Among the entries beneath this sentence, how many lines include the word "duration"? Only the number is wanted.
──────────
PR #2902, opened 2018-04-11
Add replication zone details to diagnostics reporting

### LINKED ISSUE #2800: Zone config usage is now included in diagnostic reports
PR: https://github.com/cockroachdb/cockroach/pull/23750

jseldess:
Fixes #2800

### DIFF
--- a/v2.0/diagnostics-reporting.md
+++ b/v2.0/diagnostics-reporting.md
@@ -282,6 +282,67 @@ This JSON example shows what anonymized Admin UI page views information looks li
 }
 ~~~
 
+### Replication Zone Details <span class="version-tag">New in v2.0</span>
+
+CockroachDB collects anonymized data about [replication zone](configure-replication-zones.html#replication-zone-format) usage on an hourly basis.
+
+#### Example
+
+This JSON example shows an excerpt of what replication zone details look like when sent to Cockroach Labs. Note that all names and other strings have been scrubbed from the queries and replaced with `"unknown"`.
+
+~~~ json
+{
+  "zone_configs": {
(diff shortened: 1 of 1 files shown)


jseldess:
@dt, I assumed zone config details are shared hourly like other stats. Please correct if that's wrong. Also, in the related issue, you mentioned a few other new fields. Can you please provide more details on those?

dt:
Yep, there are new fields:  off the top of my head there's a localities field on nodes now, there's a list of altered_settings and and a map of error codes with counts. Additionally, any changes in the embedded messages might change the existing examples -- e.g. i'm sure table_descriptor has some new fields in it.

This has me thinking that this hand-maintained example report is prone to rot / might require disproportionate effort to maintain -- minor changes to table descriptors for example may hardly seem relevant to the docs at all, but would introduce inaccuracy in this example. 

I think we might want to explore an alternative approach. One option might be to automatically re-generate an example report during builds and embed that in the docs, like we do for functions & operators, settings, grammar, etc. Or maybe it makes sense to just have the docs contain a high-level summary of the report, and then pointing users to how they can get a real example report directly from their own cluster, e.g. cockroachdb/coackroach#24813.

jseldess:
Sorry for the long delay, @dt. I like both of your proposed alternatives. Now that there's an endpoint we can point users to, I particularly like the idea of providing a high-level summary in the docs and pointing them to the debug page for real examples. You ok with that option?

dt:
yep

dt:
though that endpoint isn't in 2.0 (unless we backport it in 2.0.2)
──────────
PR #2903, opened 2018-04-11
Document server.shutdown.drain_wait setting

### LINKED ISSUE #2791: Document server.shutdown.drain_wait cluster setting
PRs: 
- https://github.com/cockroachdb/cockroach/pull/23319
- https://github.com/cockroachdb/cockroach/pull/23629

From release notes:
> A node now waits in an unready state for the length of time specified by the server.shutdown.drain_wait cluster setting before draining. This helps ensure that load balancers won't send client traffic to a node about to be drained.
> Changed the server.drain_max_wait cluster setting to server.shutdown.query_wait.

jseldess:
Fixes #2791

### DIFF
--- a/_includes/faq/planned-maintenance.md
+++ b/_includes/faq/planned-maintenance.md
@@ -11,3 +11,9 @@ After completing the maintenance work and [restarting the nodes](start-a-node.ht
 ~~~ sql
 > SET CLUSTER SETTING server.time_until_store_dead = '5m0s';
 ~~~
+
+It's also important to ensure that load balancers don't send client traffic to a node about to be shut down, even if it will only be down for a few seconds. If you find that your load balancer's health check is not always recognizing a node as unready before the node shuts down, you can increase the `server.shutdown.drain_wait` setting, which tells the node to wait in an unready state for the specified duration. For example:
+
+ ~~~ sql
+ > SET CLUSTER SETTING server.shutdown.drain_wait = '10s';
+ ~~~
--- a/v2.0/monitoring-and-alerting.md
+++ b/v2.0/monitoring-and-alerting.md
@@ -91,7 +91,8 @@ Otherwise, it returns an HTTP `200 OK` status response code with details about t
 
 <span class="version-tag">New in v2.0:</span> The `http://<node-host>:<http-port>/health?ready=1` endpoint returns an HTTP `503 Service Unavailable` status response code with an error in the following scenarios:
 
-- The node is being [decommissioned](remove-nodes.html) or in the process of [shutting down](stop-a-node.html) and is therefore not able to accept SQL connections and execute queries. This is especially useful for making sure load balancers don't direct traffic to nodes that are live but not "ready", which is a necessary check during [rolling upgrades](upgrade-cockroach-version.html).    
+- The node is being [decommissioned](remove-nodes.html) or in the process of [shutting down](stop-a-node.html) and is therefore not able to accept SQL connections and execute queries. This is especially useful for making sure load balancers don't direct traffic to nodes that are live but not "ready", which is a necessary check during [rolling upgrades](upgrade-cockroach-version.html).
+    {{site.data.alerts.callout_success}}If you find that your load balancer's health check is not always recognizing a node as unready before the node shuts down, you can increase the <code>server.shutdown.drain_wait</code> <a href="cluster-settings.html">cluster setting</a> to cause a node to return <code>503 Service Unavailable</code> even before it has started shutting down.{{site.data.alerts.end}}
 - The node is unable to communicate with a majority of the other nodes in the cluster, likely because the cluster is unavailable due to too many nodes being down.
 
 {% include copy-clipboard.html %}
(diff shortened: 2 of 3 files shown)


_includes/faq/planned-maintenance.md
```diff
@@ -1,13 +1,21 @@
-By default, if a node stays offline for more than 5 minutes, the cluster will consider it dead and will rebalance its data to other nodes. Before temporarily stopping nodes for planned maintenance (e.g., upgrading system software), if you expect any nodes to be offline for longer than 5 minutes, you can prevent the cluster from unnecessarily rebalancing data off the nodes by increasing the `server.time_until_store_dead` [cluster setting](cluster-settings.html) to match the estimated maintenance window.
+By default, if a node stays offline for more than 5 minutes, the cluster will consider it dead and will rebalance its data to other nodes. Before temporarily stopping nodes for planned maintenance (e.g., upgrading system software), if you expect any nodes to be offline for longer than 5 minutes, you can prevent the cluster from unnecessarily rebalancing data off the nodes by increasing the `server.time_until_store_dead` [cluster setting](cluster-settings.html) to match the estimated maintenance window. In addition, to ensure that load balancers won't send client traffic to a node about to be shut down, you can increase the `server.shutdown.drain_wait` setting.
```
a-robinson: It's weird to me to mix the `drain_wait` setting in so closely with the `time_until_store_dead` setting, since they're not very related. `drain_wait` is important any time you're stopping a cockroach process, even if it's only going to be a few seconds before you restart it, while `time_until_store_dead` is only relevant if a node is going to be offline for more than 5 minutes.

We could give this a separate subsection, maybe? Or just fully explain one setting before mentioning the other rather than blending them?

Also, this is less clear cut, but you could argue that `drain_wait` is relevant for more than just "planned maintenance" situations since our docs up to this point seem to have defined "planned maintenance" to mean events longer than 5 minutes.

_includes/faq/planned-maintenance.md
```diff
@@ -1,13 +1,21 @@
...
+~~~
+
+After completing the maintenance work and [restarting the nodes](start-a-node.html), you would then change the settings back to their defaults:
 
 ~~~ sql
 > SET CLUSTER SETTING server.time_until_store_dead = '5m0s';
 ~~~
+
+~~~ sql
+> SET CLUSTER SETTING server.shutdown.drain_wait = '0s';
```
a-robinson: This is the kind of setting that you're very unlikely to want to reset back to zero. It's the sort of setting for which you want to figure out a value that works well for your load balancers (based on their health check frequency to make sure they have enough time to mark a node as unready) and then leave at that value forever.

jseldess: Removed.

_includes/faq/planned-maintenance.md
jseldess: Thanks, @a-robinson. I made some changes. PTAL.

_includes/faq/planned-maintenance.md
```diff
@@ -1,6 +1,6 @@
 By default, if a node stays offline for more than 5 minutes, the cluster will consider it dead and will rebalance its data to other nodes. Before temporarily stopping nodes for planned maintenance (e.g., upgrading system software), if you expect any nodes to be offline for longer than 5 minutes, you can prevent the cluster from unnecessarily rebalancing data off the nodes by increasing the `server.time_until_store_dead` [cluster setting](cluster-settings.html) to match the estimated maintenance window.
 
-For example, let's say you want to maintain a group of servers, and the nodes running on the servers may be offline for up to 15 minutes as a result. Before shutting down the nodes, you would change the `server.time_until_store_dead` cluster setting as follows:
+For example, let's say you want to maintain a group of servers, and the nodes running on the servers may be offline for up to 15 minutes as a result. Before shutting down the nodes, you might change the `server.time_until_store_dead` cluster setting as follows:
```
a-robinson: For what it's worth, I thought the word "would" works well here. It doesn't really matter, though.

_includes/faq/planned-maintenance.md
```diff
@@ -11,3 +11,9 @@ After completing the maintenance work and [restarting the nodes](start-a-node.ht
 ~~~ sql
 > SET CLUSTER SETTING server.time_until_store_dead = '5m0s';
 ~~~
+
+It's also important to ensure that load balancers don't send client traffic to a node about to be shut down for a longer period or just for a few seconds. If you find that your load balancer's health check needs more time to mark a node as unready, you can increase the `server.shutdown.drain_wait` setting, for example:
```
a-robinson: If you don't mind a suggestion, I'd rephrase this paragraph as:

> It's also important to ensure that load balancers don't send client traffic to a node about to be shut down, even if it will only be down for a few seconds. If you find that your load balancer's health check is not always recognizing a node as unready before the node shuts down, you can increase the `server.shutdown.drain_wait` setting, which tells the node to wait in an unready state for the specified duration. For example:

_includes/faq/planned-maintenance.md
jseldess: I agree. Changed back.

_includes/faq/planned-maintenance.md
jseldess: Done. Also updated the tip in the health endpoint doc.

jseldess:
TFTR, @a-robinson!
──────────
→ **Problem solution**: 2